BTW: committing an agent to inventory (or not) has nothing to do with whether or not an agent is registered and can talk to the server. Agent registration and communication is purposefully separated from the fact that an agent is committed to inventory or not. Remember, the Agent resource that you commit to inventory is nothing more than a resource that is created via the RHQ Agent plugin (we have a plugin, just like all the rest, that is for managing the agent itself). You could technically not deploy the rhq-agent plugin (in case you want to minimize agent footprint and you don't want to manage the agent itself through RHQ) and everything will work fine - because the agent registration/comm is built into the core agent - it has nothing to do with the agent plugin or the agent resource that you commit to inventory. So when talking about agent registration and communication, remember that has nothing to do with inventory or the agent resource or the agent plugin.
Very clarifying, but the problem persists exactly because I use just one image (Amazon AMI) to start all my instances and I define the agent name according to a centralized script (this script distributes the agent names according to the active instances registered on my Gossip Routers). In this case the security token is just gone, cause on the end of the high load period the instances are terminated. In general is cheaper to start new instances than to persist its contents on EBS.

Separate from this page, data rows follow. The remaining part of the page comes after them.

PR #108, opened 2020-03-13
add flux_sign_wrap_as(3) to libflux-security API

grondo:
Allowing the userid to be explicitly set for `flux_sign_wrap(3)` may be useful in the development of tests in flux-framework projects that use flux-security.

For example in flux-core multiuser-exec testcases, we may want to allow job-exec to craft a fake J that encodes `FLUX_HANDLE_USERID=42` for testing. flux-core has a builtin `sign_none()` functionality that can do this, but only when not built with flux-security support.

Instead of adding a `userid` parameter to `flux_sign_wrap(3)` this PR simply renames the internal function `flux_sign_wrap_as(3)` and adds a required `userid` parameter instead of using `getuid(2)`. Then `flux_sign_wrap(3)` just calls this function directly.

This should not be merged right away, but is put up for discussion. I'll see if it can successfully be integrated with libjob in flux-core to allow optional creation of these fake sign_wrap tokens for testing.


grondo:
Thanks!

PR #109, opened 2020-03-13
imp: do not allow unprivileged exec by default 

grondo:
It is giving me some heebie-jeebies that a system instance install of flux-core with the current flux-security where the IMP is *not* installed setuid will allow any user to run anything as user `flux`.

This PR cleans that up by having the IMP refuse to exec anything by default when installed unprivileged. Since the unprivileged exec is used in testing, a new config parameter `exec.allow-unprivileged-exec` is added.


grondo:
Thanks!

I really don't want to import and discard each resource every day. I could try to do it with the client API but the problem still annoying. For example, yesterday I had a problem cause an instance was initiated (coincidentally) with the same IP address that another instance was some time ago (2 or 3 days ago). The agent simply can't register on the server. Other problem is the lots of resources that appears on the auto-inventory. The old ones still there and I can't find, even on the client API, a way to remove this occurrences from the auto-inventory.

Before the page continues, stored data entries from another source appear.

PR #110, opened 2020-03-17
imp: add a kill command

grondo:
This PR adds a `kill` command to the IMP, used as `flux-imp kill SIGNAL PID`. If the user running the IMP is in the `exec.allowed-users` config, and the IMP is installed setuid, then this command allows the requesting user to kill processes running as other users as long as the process is running in a cgroup owned by the requesting user.

The current version assumes that the multiuser Flux has been started by systemd with `Delegate=yes`.

I'm not exactly sure how to do any type of testing for this new code. I think within travis-ci builders, we might find that the cgroup filesystem isn't even mounted.

I will at least try to push some sanity checks for the failure modes of the `kill` subcommand -- user not in allowed-users, etc.

### DIFF
--- a/src/imp/kill.c
+++ b/src/imp/kill.c
@@ -1,0 +1,236 @@
+/************************************************************\
+ * Copyright 2020 Lawrence Livermore National Security, LLC
+ * (c.f. AUTHORS, NOTICE.LLNS, COPYING)
+ *
+ * This file is part of the Flux resource manager framework.
+ * For details, see https://github.com/flux-framework.
+ *
+ * SPDX-License-Identifier: LGPL-3.0
+\************************************************************/
+
+/* flux-imp kill - signal tasks on behalf of requestor when authorized
+ *
+ * PURPOSE:
+ *
+ *  Allow a non-privileged Flux instance to signal processes in
+ *  jobs running as different users.
+ *
+ * OPERATION:
+ *
+ *  The IMP kill command currently works under the assumption that the
+ *  multiuser instance is running under systemd with Delegate=yes. This
+ *  setting directs systemd to delegate ownership of the flux.service
+ *  cgroup to the user under which Flux is runnng, e.g. "flux".
+ *
+ *  Since all jobs will executed within this cgroup or a child,
+ *  flux-imp kill may authorize signal delivery to any task where
+ *  the tasks cgroup is owned by the requesting user.
+ *
+ */
+
+#if HAVE_CONFIG_H
+#include <config.h>
+#endif
+
+#include <stdio.h>
+#include <unistd.h>
+#include <stdlib.h>
+#include <stdint.h>
+#include <string.h>
+#include <errno.h>
+
+#include <sys/types.h>
+#include <sys/stat.h>
+#include <pwd.h>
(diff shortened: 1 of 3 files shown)


garlick:
Excellent!  I'll do a quick manual test.

grondo:
I'll be pushing an update to flux-framework/flux-core#2822 with changes to `job-exec` to use `flux-imp kill` as well. It won't pass Travis until we tag a new release of flux-security that can be pulled into the docker image.

garlick:
Oh right, I'll grab that too for my test.

garlick:
Looks good:

Cancel my own job:
```
$ flux mini submit sleep 3600
1477508293722112
$ flux jobs
             JOBID USER     NAME       STATE    NTASKS NNODES  RUNTIME RANKS
  1477508293722112 garlick  sleep      RUN           1      1   1.332s 0
$ flux job cancelall -f
flux-job: Canceled 1 jobs (0 errors)
$ flux jobs
             JOBID USER     NAME       STATE    NTASKS NNODES  RUNTIME RANKS
$ flux job attach 1477508293722112
21.386s: job.exception type=cancel severity=0
```

Try to cancel someone else's job
```
$ sudo -u flux flux mini submit sleep 3600
1480435565592576
$ flux job cancel 1480435565592576
flux-job: 1480435565592576: guests can only raise exceptions on their own jobs
$ sudo -u flux flux job cancel 1480435565592576
$ flux job attach 1480435565592576
flux-job: flux_job_event_watch_get: Operation not permitted
$ sudo -u flux flux job attach 1480435565592576
61.399s: job.exception type=cancel severity=0
flux-job: task(s) exited with exit code 143
```

grondo:
> $ flux job attach 1480435565592576
> flux-job: flux_job_event_watch_get: Operation not permitted

We should fix some of these error messages to be more user-friendly.

src/imp/kill.c
```diff
@@ -0,0 +1,236 @@
...
+    return false;
+}
+
+static void check_and_kill_process (struct imp_state *imp, pid_t pid, int sig)
+{
+    uid_t user = getuid ();
+    struct pid_info *p = NULL;
+
+    if (!imp_kill_allowed (imp->conf))
+        imp_die (1, "kill command not allowed");
```
garlick: This might be an uninformed question:  does this code need an explicit check to avoid signaling root processes like the exec subcommand has?

grondo: Hm, it shouldn't come up unless the instance is able to start a root process. If the cgroup in which the process is running is not owned by current uid, then `imp kill` will refuse to kill it.

Additionally, the actual userid of processes isn't checked at this point.

grondo:
> Also (minor) there are a few spaces on the end of lines.

Hm, sorry about that. I'll force-push a fix.

src/imp/kill.c
garlick: Sounds good to me, thanks,

grondo:
Oops, I was still working on a test. I'll create a separate PR for that.

garlick:
Oh sorry!  I had the wrong impression.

To reiterate, you cannot reliably use IP addresses for agent names in EC2 and likely other cloud providers for that matter. Using a recycled IP address in the comm layer shouldn't be an issue though. Using instance IDs should be much more reliable, and I encourage you to explore that option.
The other issue you bring up, involving the inventory growing out of control with resources no longer existence has been discussed some, and we are considered how best to solve this. Ultimately, we would like to to come up with a solution that would be resuable across different cloud providers. For now, I can offer the following suggestion. You could write a server plugin that runs as a scheduled, reocurring job. The job could take care of auto-importing machines as well as purging terminated machines from inventory.
If you are not familiar with server plugins, they were introduced in RHQ 3.0.0 (and in JON 2.4.0 if you are using JON). You can read more about server plugins here. Additionally, you can look at the Groovy Server Script plugin if you are interested in a more lightweight approach that allows you to implement your plugin functionality with Groovy scripts. This would be a great area to contribute to the project if that is something you are interested in.